# [Description of the task]
Report each line of the records below that uses the word "string".

# [Given data]
+++++

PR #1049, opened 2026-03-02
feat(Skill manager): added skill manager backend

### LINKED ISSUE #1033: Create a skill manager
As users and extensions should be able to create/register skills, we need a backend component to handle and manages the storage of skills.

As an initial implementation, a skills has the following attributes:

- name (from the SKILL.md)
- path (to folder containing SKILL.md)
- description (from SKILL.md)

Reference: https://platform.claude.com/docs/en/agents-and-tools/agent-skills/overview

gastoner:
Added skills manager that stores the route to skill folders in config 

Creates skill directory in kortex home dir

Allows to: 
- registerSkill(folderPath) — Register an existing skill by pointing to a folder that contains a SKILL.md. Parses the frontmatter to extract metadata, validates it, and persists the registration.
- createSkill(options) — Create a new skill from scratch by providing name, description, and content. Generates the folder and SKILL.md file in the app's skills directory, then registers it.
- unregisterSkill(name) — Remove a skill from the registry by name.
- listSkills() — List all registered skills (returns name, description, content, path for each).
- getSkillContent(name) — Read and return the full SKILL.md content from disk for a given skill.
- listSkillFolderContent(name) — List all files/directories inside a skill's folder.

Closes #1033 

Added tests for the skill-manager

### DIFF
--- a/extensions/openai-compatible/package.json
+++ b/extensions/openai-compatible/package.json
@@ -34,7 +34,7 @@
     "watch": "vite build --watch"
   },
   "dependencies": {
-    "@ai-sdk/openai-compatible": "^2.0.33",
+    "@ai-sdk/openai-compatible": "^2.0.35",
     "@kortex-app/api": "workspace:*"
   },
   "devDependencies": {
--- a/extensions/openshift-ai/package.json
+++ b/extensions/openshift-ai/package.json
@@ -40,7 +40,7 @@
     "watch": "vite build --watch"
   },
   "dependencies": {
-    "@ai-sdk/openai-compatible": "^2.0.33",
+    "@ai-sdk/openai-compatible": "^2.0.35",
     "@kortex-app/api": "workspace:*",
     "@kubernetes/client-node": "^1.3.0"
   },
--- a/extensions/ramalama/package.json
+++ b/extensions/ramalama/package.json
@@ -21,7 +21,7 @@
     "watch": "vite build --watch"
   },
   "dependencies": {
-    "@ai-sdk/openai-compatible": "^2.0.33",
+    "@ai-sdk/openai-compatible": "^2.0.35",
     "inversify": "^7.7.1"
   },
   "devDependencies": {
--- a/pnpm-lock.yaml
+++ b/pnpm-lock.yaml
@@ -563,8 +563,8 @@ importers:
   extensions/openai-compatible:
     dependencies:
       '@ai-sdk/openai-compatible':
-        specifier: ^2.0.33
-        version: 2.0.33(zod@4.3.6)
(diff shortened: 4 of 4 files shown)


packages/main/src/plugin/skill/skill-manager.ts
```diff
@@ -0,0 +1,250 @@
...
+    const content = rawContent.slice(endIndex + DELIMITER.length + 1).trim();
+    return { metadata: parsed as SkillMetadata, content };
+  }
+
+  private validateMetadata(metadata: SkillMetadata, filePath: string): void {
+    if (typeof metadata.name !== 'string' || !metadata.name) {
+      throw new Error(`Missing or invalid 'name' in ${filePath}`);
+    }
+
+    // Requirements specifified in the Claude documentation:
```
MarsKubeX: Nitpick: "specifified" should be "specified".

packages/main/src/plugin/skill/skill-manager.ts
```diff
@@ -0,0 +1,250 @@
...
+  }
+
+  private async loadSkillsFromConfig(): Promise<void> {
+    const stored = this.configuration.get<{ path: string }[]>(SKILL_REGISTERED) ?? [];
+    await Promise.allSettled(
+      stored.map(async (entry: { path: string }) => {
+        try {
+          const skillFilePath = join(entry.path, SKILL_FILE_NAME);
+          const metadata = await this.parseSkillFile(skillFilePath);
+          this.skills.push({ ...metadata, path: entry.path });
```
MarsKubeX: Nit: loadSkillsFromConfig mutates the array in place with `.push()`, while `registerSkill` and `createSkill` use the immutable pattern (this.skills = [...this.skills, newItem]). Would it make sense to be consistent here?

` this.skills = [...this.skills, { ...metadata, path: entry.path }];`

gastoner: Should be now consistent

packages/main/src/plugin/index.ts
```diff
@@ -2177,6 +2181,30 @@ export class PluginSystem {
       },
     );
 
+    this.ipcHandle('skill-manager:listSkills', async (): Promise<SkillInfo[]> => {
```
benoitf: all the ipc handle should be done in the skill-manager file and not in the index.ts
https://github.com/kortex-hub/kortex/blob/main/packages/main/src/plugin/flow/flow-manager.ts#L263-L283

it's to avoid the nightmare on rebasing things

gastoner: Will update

+++++

# [Result of this task]
+  private validateMetadata(metadata: SkillMetadata, filePath: string): void {
+    if (typeof metadata.name !== 'string' || !metadata.name) {
+    const stored = this.configuration.get<{ path: string }[]>(SKILL_REGISTERED) ?? [];
+      stored.map(async (entry: { path: string }) => {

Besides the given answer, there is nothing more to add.